Re: Portrayals of Arabs and Muslims in Hollywood

QUOTE:
Originally Posted by LaiSteve66
I'd like to know the 12 positive roles played by Arabs in Hollywood because I sure haven't seen one.
i wonder too ;_;

Negative Stereotyping Distorts Arabs' Image

By HOWARD ROSENBERG
Los Angeles Times, 30 July 2001

Caring Americans wring their hands over stereotypes in the U.S. that haunt blacks, Latinos, Asians, Italians, Native Americans, Catholics, Jews, gays and (you fill in the blank). Just as nasty, though, is the stigma that usually goes unmentioned.

An estimated 3.5 million Arab Americans live in the U.S. What would you say, about 3 million are terrorists? Well, half anyway.

Why wouldn't you think that?

Why wouldn't it be in the minds of knee-jerk TV newscasters who reported immediately after the 1995 Oklahoma City bombing that the FBI was seeking three males, two of them "Middle Eastern with dark hair and beards"?

Why wouldn't the security officers who ejected Abdullah Al-Arian from the White House annex think it too? Al-Arian is the Duke University student and congressional intern who was there for a meeting with Muslim leaders on President Bush's faith-based initiative last month when he was removed after a false tip that he was linked to terrorists.

You know, the shadowy guys we see again and again in movies and on TV. Because there are no other Arabs, right? Except, that is, for harem girls and bearded, limousined, oil-rich sheiks in dark glasses, wielding their billions like spiked clubs.

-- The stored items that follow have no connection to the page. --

Issue #135, opened 2020-11-15
Multicluster blueprint generation


roee88:
|   |   |
| - | - |
| Design doc | https://ibm.box.com/s/62xh8iwu64aas4awb2fwtad8betn1e07 |
| Parent issue | #134 |
| Required issues | # |

# Description

The M4DAppliction controller currently creates a blueprint that spans a single cluster. This issue is to address the changes required to support managing blueprints in multiple clusters. Taking the separation of concerns approach, this shouldn't include orchestration logic. 

# Requirements

1. Create a single description of a blueprint that spans multiple clusters 
    - An auditable structure 
    - Describes desired state in all clusters
    - Not necessarily a CRD or persisted anywhere, though it can be if that is what will be decided
    - Future: would also be useful for picking an optimal blueprint from multiple choices, may be used to describe a cross-cluster data plane graph, etc.
1. Generation is based on:
    1. Input from the various connectors in the control plane (primary cluster)
    1. Registered M4DModules in the control plane (primary cluster)
    1. Registered remote clusters and the metadata of them: geo-location, cluster features (to check if a M4DModule is applicable in the cluster) - _current assumption: all modules installed in all clusters_
1. Generation is triggered by:
    1. A change in M4DApplication spec
    1. Once every X minutes to account for policy changes (future)
1. Keep track of actual state to reflect reconcile status
1. Efficiency
    1. No blueprint generation triggers other than what is listed here
    1. No operation if no changes to desired state are required
    1. Complete reconciliation as fast as possible (e.g., allow remotes to reconcile in parallel to each other)

roee88:
@shlomitk1 can this be closed now?

shlomitk1:
Closing.

PR #187, opened 2020-12-07
Using cluster environment metadata for Plotter generation

shlomitk1:
Related to https://github.com/IBM/the-mesh-for-data/issues/135
Blueprints in Plotter are mapped by cluster name rather than geography.
Initial interaction with ClusterLister interface inside m4dapplication controller:
- in main.go local ClusterManager is used
- unit tests: a mockup ClusterLister is used
- integration in kind with existing cluster: a configmap is created to be used by local ClusterManager.


manager/controllers/app/suite_test.go
```diff
@@ -75,6 +75,17 @@ var _ = BeforeSuite(func(done Done) {
 	if os.Getenv("USE_EXISTING_CONTROLLER") == "true" {
 		logf.Log.Info("Using existing controller in existing cluster...")
 		k8sClient, err = client.New(cfg, client.Options{Scheme: scheme.Scheme})
+		Expect(k8sClient.Create(context.Background(), &v1.ConfigMap{
```
froesef, line 78: This could be part of the environment setup in line 57. Basically another K8s object in the testdata folder that is also loaded. But we can sort the exact testing environment etc out later so this is just a note here. (Then you also would not need the mockup listener)

froesef (approved):

manager/controllers/app/suite_test.go
shlomitk1: This is very immature. For an existing controller, for example, both cases should be considered (multi/single cluster config). This is an initial version that will make CI pass in a single-cluster environment, but more work should be done to guarantee an effective testing.

tomersolomon1 (approved):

With violent conflict between Israelis and Palestinians again raging in the Middle East, their media images assume even greater weight and loom especially large. It's hard telling which side is winning the crucial public relations duel in the news, as bitter charges fly back and forth between these Jews and Arabs, each blaming the other for fomenting violence in the most recent intifada, estimated to have killed more than 600 in the last 10 months, mostly Palestinians.

As or PR points in opinion-shaping TV shows and feature films, though,

Arabs still are nearly shut out.

"There's an unending barrage of the same hate-filled images portraying Arabs as less than human," said scholar Jack G. Shaheen, whose excellent new book,

"Reel Bad Arabs," is a valuable, detailed, fast-reading compendium of
theatrical movies that follows his incisive earlier work, "The TV Arab."
"Not only are they bashed and vilified on a constant basis," Shaheen added from his home in South Carolina, "the religion [Islam] is thrown in too."

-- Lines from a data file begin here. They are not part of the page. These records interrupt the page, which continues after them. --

PR #189, opened 2020-12-07
Multicluster: local razee secret

froesef:
This PR improves the local development environment that is used for multi cluster development.
It creates a secret with razee credentials that can be mounted to a pod in order to connect with razee.
Currently the automated setup supports razee local as authentication for local development.

### DIFF
--- a/Makefile
+++ b/Makefile
@@ -87,6 +87,10 @@ docker-build-local:
 helm:
 	$(MAKE) -C modules helm
 
+.PHONY: helm-chart-push
+helm-chart-push:
+	$(MAKE) -C modules helm-chart-push
+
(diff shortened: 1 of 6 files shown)


Makefile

Shaheen mentions a minority of feature films he feels contain positive portraits of Arabs. And on TV? "Zilch, nunca, nada, zero," he said. "You never see Arab families. You never see people who look like and act and behave like other people."

One very, very rare exception is "The Kitchen," Andre Degas' aching small film about conflict between an assimilated young Egyptian American and his Old World-ish father who wants his musician son to one day take over his small grocery store in the Hell's Kitchen section of New York. The Independent Television Service production, which was shown on Father's Day on many PBS stations and Sunday on KCET, uses its Arab characters to explore
universal family themes.

More typical is the pilot for a new CBS fall series, "The Agency." It opens with a CIA agent giving a briefing on terrorists "sworn to wage holy war" against the U.S. and its friends. The rest of the story has the CIA scrambling to block a bombing planned by these foreign Arabs and learning that they control even a non-terrorist Arab diplomat posted in Washington.

Coming to CBS as well is "The President's Man: Ground Zero," with Chuck Norris reprising his role as a secret White House operative, this time aiming to stop "an Islamic terrorist," in the network's words, from taking out a major U.S. city with a nuclear device.

Why is "Islamic" relevant to his terrorism? Using it in this context ignores the enormous diversity of this religion, whose followers number more than 1 billion globally, the overwhelming bulk of whom are not fatalistic zealots or suicide bombers.

CBS agreed to drop "Holy War" from the original title, "The President's Man: Holy War," after a meeting with activists, said Salam Al-Marayati, executive director of the Muslim Public Affairs Council in Los Angeles.

The network also promised to add an Arab American attorney general character to the movie and drop all references to religion but one reference to "Allah" (Arabic for God), Al-Marayati said.

A CBS spokeswoman confirmed the new title and the attorney general figure and said all "Allah" references were out.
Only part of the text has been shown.